YOUR INSTRUCTIONS: When you reach the line with "outline: 2px solid" in the data below, begin printing lines exactly, and stop once the line with "superseded by #2001 probably" has been printed.

[Records from a data collection]

BEGIN

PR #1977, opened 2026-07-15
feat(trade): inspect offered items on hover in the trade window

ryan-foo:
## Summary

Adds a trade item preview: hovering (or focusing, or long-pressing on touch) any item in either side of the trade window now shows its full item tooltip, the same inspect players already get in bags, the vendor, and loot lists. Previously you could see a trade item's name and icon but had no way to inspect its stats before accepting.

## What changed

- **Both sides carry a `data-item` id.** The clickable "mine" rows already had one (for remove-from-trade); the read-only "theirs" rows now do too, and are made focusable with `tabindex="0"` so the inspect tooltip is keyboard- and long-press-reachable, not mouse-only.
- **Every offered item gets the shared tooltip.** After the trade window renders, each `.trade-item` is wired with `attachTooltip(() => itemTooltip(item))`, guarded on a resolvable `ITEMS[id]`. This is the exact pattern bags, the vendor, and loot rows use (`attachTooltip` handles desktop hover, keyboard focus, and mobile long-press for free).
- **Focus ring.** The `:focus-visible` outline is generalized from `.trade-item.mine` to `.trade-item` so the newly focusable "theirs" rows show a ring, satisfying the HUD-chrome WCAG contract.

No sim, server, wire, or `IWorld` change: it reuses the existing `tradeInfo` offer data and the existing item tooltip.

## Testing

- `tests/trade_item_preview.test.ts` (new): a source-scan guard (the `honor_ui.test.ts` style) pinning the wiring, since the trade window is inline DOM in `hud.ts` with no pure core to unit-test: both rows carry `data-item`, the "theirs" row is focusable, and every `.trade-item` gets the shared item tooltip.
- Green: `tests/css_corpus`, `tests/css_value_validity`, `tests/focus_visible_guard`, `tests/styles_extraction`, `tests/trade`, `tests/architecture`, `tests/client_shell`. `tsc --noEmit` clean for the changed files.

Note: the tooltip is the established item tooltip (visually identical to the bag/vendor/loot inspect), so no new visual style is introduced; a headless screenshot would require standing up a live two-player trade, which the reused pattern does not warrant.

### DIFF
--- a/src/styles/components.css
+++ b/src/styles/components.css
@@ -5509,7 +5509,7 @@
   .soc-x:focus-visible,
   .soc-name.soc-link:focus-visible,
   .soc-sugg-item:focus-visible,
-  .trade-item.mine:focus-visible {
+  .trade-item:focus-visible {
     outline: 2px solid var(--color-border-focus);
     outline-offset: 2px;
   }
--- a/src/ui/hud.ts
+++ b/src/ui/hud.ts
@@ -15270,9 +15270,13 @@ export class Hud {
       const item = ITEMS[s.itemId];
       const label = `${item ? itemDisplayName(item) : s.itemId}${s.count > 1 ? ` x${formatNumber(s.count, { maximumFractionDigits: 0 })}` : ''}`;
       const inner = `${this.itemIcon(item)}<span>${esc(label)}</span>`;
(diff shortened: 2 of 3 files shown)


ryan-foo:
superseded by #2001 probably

END
BEGIN

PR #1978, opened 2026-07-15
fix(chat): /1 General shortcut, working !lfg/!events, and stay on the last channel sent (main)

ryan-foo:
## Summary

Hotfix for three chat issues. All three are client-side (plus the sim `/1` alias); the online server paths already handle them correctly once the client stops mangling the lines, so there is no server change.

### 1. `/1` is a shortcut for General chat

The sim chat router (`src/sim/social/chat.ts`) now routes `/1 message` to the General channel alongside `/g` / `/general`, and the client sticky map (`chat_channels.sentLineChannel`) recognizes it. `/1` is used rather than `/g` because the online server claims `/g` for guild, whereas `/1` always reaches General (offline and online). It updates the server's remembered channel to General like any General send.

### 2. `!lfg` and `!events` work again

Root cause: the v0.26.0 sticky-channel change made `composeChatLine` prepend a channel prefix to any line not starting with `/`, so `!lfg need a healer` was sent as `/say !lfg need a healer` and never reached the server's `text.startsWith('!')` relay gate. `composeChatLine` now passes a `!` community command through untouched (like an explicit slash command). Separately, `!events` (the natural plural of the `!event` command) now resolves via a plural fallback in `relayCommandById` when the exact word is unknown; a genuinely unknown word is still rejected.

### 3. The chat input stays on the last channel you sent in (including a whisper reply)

END

PROBLEM SOLUTION:
     outline: 2px solid var(--color-border-focus);
     outline-offset: 2px;
   }
--- a/src/ui/hud.ts
+++ b/src/ui/hud.ts
@@ -15270,9 +15270,13 @@ export class Hud {
       const item = ITEMS[s.itemId];
       const label = `${item ? itemDisplayName(item) : s.itemId}${s.count > 1 ? ` x${formatNumber(s.count, { maximumFractionDigits: 0 })}` : ''}`;
       const inner = `${this.itemIcon(item)}<span>${esc(label)}</span>`;
(diff shortened: 2 of 3 files shown)


ryan-foo:
superseded by #2001 probably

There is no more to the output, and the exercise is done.